PR #398, opened 2018-05-10
Allow for case insensitve header names

koblas:
In testing with a local served files, I noted that Content-Type headers were being compared in a case-sensitive way.  Which means that for an express application which is serving headers up in lowercase, sam local was adding a second 'Content-Type: application/json header.

By submitting this pull request, I confirm that my contribution is made under the terms of the Apache 2.0 license.

PR #1166, opened 2019-05-08
Local support for response multiValueHeaders

dsanders11:
*Issue #, if available:*

#830 

*Description of changes:*

This is a rework of #842 by @martysweet, which seems to have stalled. This PR uses Flask's built-in method of providing multiple header values, which makes it act like API GW. In particular, multi-value headers are folded into a comma-separated list *unless* it's `Set-Cookie` which is a special-case.

There's two parts to this PR. First drops `CaseInsensitiveDict` as it doesn't seem to be necessary. The `Headers` class in Flask is already case-insensitive and swapping in `Headers` in the test case for `CaseInsensitiveDict` passed the tests. There are some minor differences:

  * `Headers` isn't JSON serializable by default
  * `Headers` won't pass equality comparison with a dict
  * `Headers` raises `werkzeug.exceptions.BadRequestKeyError` (a subclass of `KeyError`) on bad key

Those could be addressed with a custom subclass of `Headers` if necessary, but at the moment all tests pass just fine.

The second commit is mostly the same as #842 but uses the default behavior of `Headers` to handle multi-value headers instead of manually merging them as a comma-separated list. This lets Flask do the special-case for `Set-Cookie`.

@martysweet, @jfuss, @everyonce, you guys want to take a look since you were active on #842?

*Checklist:*

- [x] Write unit tests
- [x] `make pr` passes
- [ ] Write documentation

### DIFF
--- a/samcli/local/apigw/local_apigw_service.py
+++ b/samcli/local/apigw/local_apigw_service.py
@@ -5,8 +5,9 @@ import logging
 import base64
 
 from flask import Flask, request
+from werkzeug.datastructures import Headers
 
-from samcli.local.services.base_local_service import BaseLocalService, LambdaOutputParser, CaseInsensitiveDict
+from samcli.local.services.base_local_service import BaseLocalService, LambdaOutputParser
 from samcli.lib.utils.stream_writer import StreamWriter
 from samcli.local.lambdafn.exceptions import FunctionNotFound
 from samcli.local.events.api_event import ContextIdentity, RequestContext, ApiGatewayLambdaEvent
@@ -207,7 +208,7 @@ class LocalApigwService(BaseLocalService):
             raise TypeError("Lambda returned %{s} instead of dict", type(json_output))
 
         status_code = json_output.get("statusCode") or 200
-        headers = CaseInsensitiveDict(json_output.get("headers") or {})
+        headers = Headers(json_output.get("headers") or {})
         body = json_output.get("body") or "no data"
         is_base_64_encoded = json_output.get("isBase64Encoded") or False
 
--- a/samcli/local/apigw/local_apigw_service.py
+++ b/samcli/local/apigw/local_apigw_service.py
@@ -166,7 +166,7 @@ class LocalApigwService(BaseLocalService):
                                                                      route.binary_types,
                                                                      request)
         except (KeyError, TypeError, ValueError):
-            LOG.error("Function returned an invalid response (must include one of: body, headers or "
+            LOG.error("Function returned an invalid response (must include one of: body, headers, multiValueHeaders or "
                       "statusCode in the response object). Response received: %s", lambda_response)
             return ServiceErrorResponses.lambda_failure_response()
 
@@ -208,7 +208,8 @@ class LocalApigwService(BaseLocalService):
             raise TypeError("Lambda returned %{s} instead of dict", type(json_output))
 
         status_code = json_output.get("statusCode") or 200
-        headers = Headers(json_output.get("headers") or {})
+        headers = LocalApigwService._merge_response_headers(json_output.get("headers") or {},
+                                                            json_output.get("multiValueHeaders") or {})
         body = json_output.get("body") or "no data"
         is_base_64_encoded = json_output.get("isBase64Encoded") or False
 
@@ -245,6 +246,7 @@ class LocalApigwService(BaseLocalService):
             "statusCode",
             "body",
             "headers",
+            "multiValueHeaders",
             "isBase64Encoded"
         }
         # In Python 2.7, need to explicitly make the Dictionary keys into a set
@@ -262,7 +264,7 @@ class LocalApigwService(BaseLocalService):
             Corresponds to self.binary_types (aka. what is parsed from SAM Template
         flask_request flask.request
             Flask request
-        lamba_response_headers dict
+        lamba_response_headers werkzeug.datastructures.Headers
             Headers Lambda returns
         is_base_64_encoded bool
             True if the body is Base64 encoded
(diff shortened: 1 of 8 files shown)


dsanders11:
> Nothing should have changed to not make this true anymore, unless I am miss understanding the problem or solution.

@jfuss, I think you may have missed that `CaseSensitiveDict` was replaced with `Headers`, which also acts in a case-insensitive way. Prior to that PR the headers were being passed around as a simple `dict`. Basically `Headers` is a class from Flask which does the same thing as `CaseSensitiveDict` with a few extra bells and whistles (handles multi-value headers), and a few minor differences in functionality which I mentioned in the opening comment. When providing headers to a Flask `Response` it will turn the `dict` into a `Headers` object if it's not already.

jfuss:
>  I think you may have missed that CaseSensitiveDict was replaced with Headers, which also acts in a case-insensitive way.

@dsanders11 Yes, yes I did. I think that generally makes sense. Sorry for the oversight.

jfuss:
@dsanders11 I believe `CaseInsensitiveDict` is required. It was initially brought up here: #398. Nothing should have changed to not make this true anymore, unless I am miss understanding the problem or solution.

dsanders11:
I assume by the testdata directory you mean https://github.com/awslabs/aws-sam-cli/tree/develop/tests/integration/testdata/start_api? Taking a quick look, I see there's a `swagger-template.yaml` and a `template.yaml`. They look similar, but the `swagger-template.yaml` hasn't been touched in a year, and the test you linked refers to just `template.yaml`. Do you know if `swagger-template.yaml` is in use?

jfuss:
@dsanders11

> I assume by the testdata directory you mean https://github.com/awslabs/aws-sam-cli/tree/develop/tests/integration/testdata/start_api? 

Correct. That is the test data for that Test Class I linked.

The `swagger-template.yaml` is used in [these Test Cases](https://github.com/awslabs/aws-sam-cli/blob/develop/tests/integration/local/start_api/test_start_api.py#L180). The main difference between the `swagger-template.yaml` and `template.yaml` is how they define the API to test. The `swagger` uses [inline swagger](https://github.com/awslabs/aws-sam-cli/blob/develop/tests/integration/testdata/start_api/swagger-template.yaml#L16) while the `template` uses the [`Event` Api structure](https://github.com/awslabs/aws-sam-cli/blob/develop/tests/integration/testdata/start_api/template.yaml#L18). Since what you are adding is based on the output of the function and not how it is defined, which one you use doesn't really matter all that much. The Test Class I pointed to seemed like a good fit and is already bootstrapped with a template file. It is much easier to define the `template.yaml` than the `swagger-template.yaml`.

dsanders11:
@jfuss, thanks for the info. I'll try to get a test written there in the next couple days, and confirm the behavior of `Content-Type` on API Gateway.

Nevett:
This is an even bigger issue now, since v0.16.0 adds overly strict checks to the response, and kills any responses that contain `multiValueHeaders`. This includes any responses that come from [Amazon's own AspNetCoreServer](https://github.com/aws/aws-lambda-dotnet/tree/master/Libraries/src/Amazon.Lambda.AspNetCoreServer).

See: https://github.com/awslabs/aws-sam-cli/blob/43a7c37/samcli/local/apigw/local_apigw_service.py#L242

johnjelinek:
@dsanders11: how's this looking? I'm blocked on testing golang lambda handlers until this is merged.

════════════════════

TASK >> Transcribe the entries exactly, and make each line match the original.

ANSWER AREA >>
PR #398, opened 2018-05-10
Allow for case insensitve header names

koblas:
In testing with a local served files, I noted that Content-Type headers were being compared in a case-sensitive way.  Which means that for an express application which is serving headers up in lowercase, sam local was adding a second 'Content-Type: application/json header.

By submitting this pull request, I confirm that my contribution is made under the terms of the Apache 2.0 license.

PR #1166, opened 2019-05-08
Local support for response multiValueHeaders

dsanders11:
*Issue #, if available:*

#830 

*Description of changes:*

This is a rework of #842 by @martysweet, which seems to have stalled. This PR uses Flask's built-in method of providing multiple header values, which makes it act like API GW. In particular, multi-value headers are folded into a comma-separated list *unless* it's `Set-Cookie` which is a special-case.

There's two parts to this PR. First drops `CaseInsensitiveDict` as it doesn't seem to be necessary. The `Headers` class in Flask is already case-insensitive and swapping in `Headers` in the test case for `CaseInsensitiveDict` passed the tests. There are some minor differences:

  * `Headers` isn't JSON serializable by default
  * `Headers` won't pass equality comparison with a dict
  * `Headers` raises `werkzeug.exceptions.BadRequestKeyError` (a subclass of `KeyError`) on bad key

Those could be addressed with a custom subclass of `Headers` if necessary, but at the moment all tests pass just fine.

The second commit is mostly the same as #842 but uses the default behavior of `Headers` to handle multi-value headers instead of manually merging them as a comma-separated list. This lets Flask do the special-case for `Set-Cookie`.

@martysweet, @jfuss, @everyonce, you guys want to take a look since you were active on #842?

*Checklist:*

- [x] Write unit tests
- [x] `make pr` passes
- [ ] Write documentation

### DIFF
--- a/samcli/local/apigw/local_apigw_service.py
+++ b/samcli/local/apigw/local_apigw_service.py
@@ -5,8 +5,9 @@ import logging
 import base64
 
 from flask import Flask, request
+from werkzeug.datastructures import Headers
 
-from samcli.local.services.base_local_service import BaseLocalService, LambdaOutputParser, CaseInsensitiveDict
+from samcli.local.services.base_local_service import BaseLocalService, LambdaOutputParser
 from samcli.lib.utils.stream_writer import StreamWriter
 from samcli.local.lambdafn.exceptions import FunctionNotFound
 from samcli.local.events.api_event import ContextIdentity, RequestContext, ApiGatewayLambdaEvent
@@ -207,7 +208,7 @@ class LocalApigwService(BaseLocalService):
             raise TypeError("Lambda returned %{s} instead of dict", type(json_output))
 
         status_code = json_output.get("statusCode") or 200
-        headers = CaseInsensitiveDict(json_output.get("headers") or {})
+        headers = Headers(json_output.get("headers") or {})
         body = json_output.get("body") or "no data"
         is_base_64_encoded = json_output.get("isBase64Encoded") or False
 
--- a/samcli/local/apigw/local_apigw_service.py
+++ b/samcli/local/apigw/local_apigw_service.py
@@ -166,7 +166,7 @@ class LocalApigwService(BaseLocalService):
                                                                      route.binary_types,
                                                                      request)
         except (KeyError, TypeError, ValueError):
-            LOG.error("Function returned an invalid response (must include one of: body, headers or "
+            LOG.error("Function returned an invalid response (must include one of: body, headers, multiValueHeaders or "
                       "statusCode in the response object). Response received: %s", lambda_response)
             return ServiceErrorResponses.lambda_failure_response()
 
@@ -208,7 +208,8 @@ class LocalApigwService(BaseLocalService):
             raise TypeError("Lambda returned %{s} instead of dict", type(json_output))
 
         status_code = json_output.get("statusCode") or 200
-        headers = Headers(json_output.get("headers") or {})
+        headers = LocalApigwService._merge_response_headers(json_output.get("headers") or {},
+                                                            json_output.get("multiValueHeaders") or {})
         body = json_output.get("body") or "no data"
         is_base_64_encoded = json_output.get("isBase64Encoded") or False
 
@@ -245,6 +246,7 @@ class LocalApigwService(BaseLocalService):
             "statusCode",
             "body",
             "headers",
+            "multiValueHeaders",
             "isBase64Encoded"
         }
         # In Python 2.7, need to explicitly make the Dictionary keys into a set
@@ -262,7 +264,7 @@ class LocalApigwService(BaseLocalService):
             Corresponds to self.binary_types (aka. what is parsed from SAM Template
         flask_request flask.request
             Flask request
-        lamba_response_headers dict
+        lamba_response_headers werkzeug.datastructures.Headers
             Headers Lambda returns
         is_base_64_encoded bool
             True if the body is Base64 encoded
(diff shortened: 1 of 8 files shown)


dsanders11:
> Nothing should have changed to not make this true anymore, unless I am miss understanding the problem or solution.

@jfuss, I think you may have missed that `CaseSensitiveDict` was replaced with `Headers`, which also acts in a case-insensitive way. Prior to that PR the headers were being passed around as a simple `dict`. Basically `Headers` is a class from Flask which does the same thing as `CaseSensitiveDict` with a few extra bells and whistles (handles multi-value headers), and a few minor differences in functionality which I mentioned in the opening comment. When providing headers to a Flask `Response` it will turn the `dict` into a `Headers` object if it's not already.

jfuss:
>  I think you may have missed that CaseSensitiveDict was replaced with Headers, which also acts in a case-insensitive way.

@dsanders11 Yes, yes I did. I think that generally makes sense. Sorry for the oversight.

jfuss:
@dsanders11 I believe `CaseInsensitiveDict` is required. It was initially brought up here: #398. Nothing should have changed to not make this true anymore, unless I am miss understanding the problem or solution.

dsanders11:
I assume by the testdata directory you mean https://github.com/awslabs/aws-sam-cli/tree/develop/tests/integration/testdata/start_api? Taking a quick look, I see there's a `swagger-template.yaml` and a `template.yaml`. They look similar, but the `swagger-template.yaml` hasn't been touched in a year, and the test you linked refers to just `template.yaml`. Do you know if `swagger-template.yaml` is in use?

jfuss:
@dsanders11

> I assume by the testdata directory you mean https://github.com/awslabs/aws-sam-cli/tree/develop/tests/integration/testdata/start_api? 

Correct. That is the test data for that Test Class I linked.

The `swagger-template.yaml` is used in [these Test Cases](https://github.com/awslabs/aws-sam-cli/blob/develop/tests/integration/local/start_api/test_start_api.py#L180). The main difference between the `swagger-template.yaml` and `template.yaml` is how they define the API to test. The `swagger` uses [inline swagger](https://github.com/awslabs/aws-sam-cli/blob/develop/tests/integration/testdata/start_api/swagger-template.yaml#L16) while the `template` uses the [`Event` Api structure](https://github.com/awslabs/aws-sam-cli/blob/develop/tests/integration/testdata/start_api/template.yaml#L18). Since what you are adding is based on the output of the function and not how it is defined, which one you use doesn't really matter all that much. The Test Class I pointed to seemed like a good fit and is already bootstrapped with a template file. It is much easier to define the `template.yaml` than the `swagger-template.yaml`.

dsanders11:
@jfuss, thanks for the info. I'll try to get a test written there in the next couple days, and confirm the behavior of `Content-Type` on API Gateway.

Nevett:
This is an even bigger issue now, since v0.16.0 adds overly strict checks to the response, and kills any responses that contain `multiValueHeaders`. This includes any responses that come from [Amazon's own AspNetCoreServer](https://github.com/aws/aws-lambda-dotnet/tree/master/Libraries/src/Amazon.Lambda.AspNetCoreServer).

See: https://github.com/awslabs/aws-sam-cli/blob/43a7c37/samcli/local/apigw/local_apigw_service.py#L242

johnjelinek:
@dsanders11: how's this looking? I'm blocked on testing golang lambda handlers until this is merged.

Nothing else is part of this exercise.